Famed investor Jim Cramer says a 4.0% same-store sales growth in Starbucks (NASDAQ: SBUX) earnings is the only number investors should focus on, and the only number that explains why the stock is pushing higher on Wednesday.
While Starbucks came in shy of profit estimates in its fiscal Q1 and issued muted guidance for the full-year, the Mad Money host believes the firm’s new chief executive, Brian Niccol, has “cracked the code”.
In a segment of CNBC today, he recommended buying Starbucks stock that’s currently down some 15% versus its 52-week high.
Why Cramer recommends buying Starbucks stock
Cramer acknowledged that bears would still argue that Starbucks’ margins remained disappointing in its fiscal first quarter.
But much of it was related to Niccol’s commitment to reinvesting in the business to make the stores look better – and make the customers want to spend some time in the outlets.

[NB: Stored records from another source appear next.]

PR #272, opened 2024-03-28
`get_citation.multi_epidist()` return a `<bibentry>`

joshwlambert:
This PR updates the `get_citation()` `<multi_epidist>` S3 method to return a `<bibentry>` object which can contain multiple references. This was requested in #259 and allows multiple references to use the `<bibentry>` methods, instead of having to loop or `lapply` over the list of references.

### DIFF
--- a/.lintr
+++ b/.lintr
@@ -9,7 +9,9 @@ linters: all_linters(
       modify_defaults(
         default_undesirable_functions,
         citEntry = "use the more modern bibentry() function",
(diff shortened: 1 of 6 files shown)


joshwlambert:
Merging PR even though R CMD Check from Ubuntu R devel is failing to build the `extract_convert.Rmd` vignette. This is unrelated to the changes made in this PR and likely due to changes in R in the devel version.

That helped Starbucks witness traffic growth (3%) in its financial Q1 for the first time in two years. So, it was money well spent, the former hedge fund manager argued.
“First, you get people to the stores, then you work on gross margins,” he added.
Note that “SBUX” stock currently pays a healthy dividend yield of 2.54%, which makes it all the more exciting to own, at least for income-focused investors.
Why muted guidance doesn’t matter much for SBUX shares
The bear argument for Starbucks shares also hinges on the firm’s guidance for fiscal 2026, which came in shy of Street estimates on Wednesday.
However, what it reflects is “conservatism” only – something that Brian Niccol is known for since his time at Chipotle, Cramer noted this morning on CNBC.
According to him, what’s more important than any miss or weak guidance is traffic. “You have to get people in the store first – and then everything follows,” the famed investor maintained.
Note that SBUX is currently trading decisively above its major moving averages (50-day, 100-day, 200-day), reinforcing that the bullish momentum could sustain through the remainder of 2026.
Starbucks to steal traffic from Dunkin’, Luckin, and Dutch Bros
In a post-earnings appearance on CNBC, Jim Cramer applauded the chief executive’s decision to close underperforming stores and open new ones in cities where Starbucks doesn’t already have a strong presence.
All in all, he believes the company’s US, international, and China growth suggests “it’s back” and in a strong position to steal traffic back from the likes of Dunkin’ and Luckin Coffee.
In fact, outperforming chains like Dutch Bros should also be “concerned” now – the Mad Money host concluded.
Wall Street agrees with Cramer’s optimism on SBUX shares as well.
The consensus rating on the coffee chain sits at “moderate buy” currently, with price targets going as high as $120 – indicating potential upside of more than 20% from here.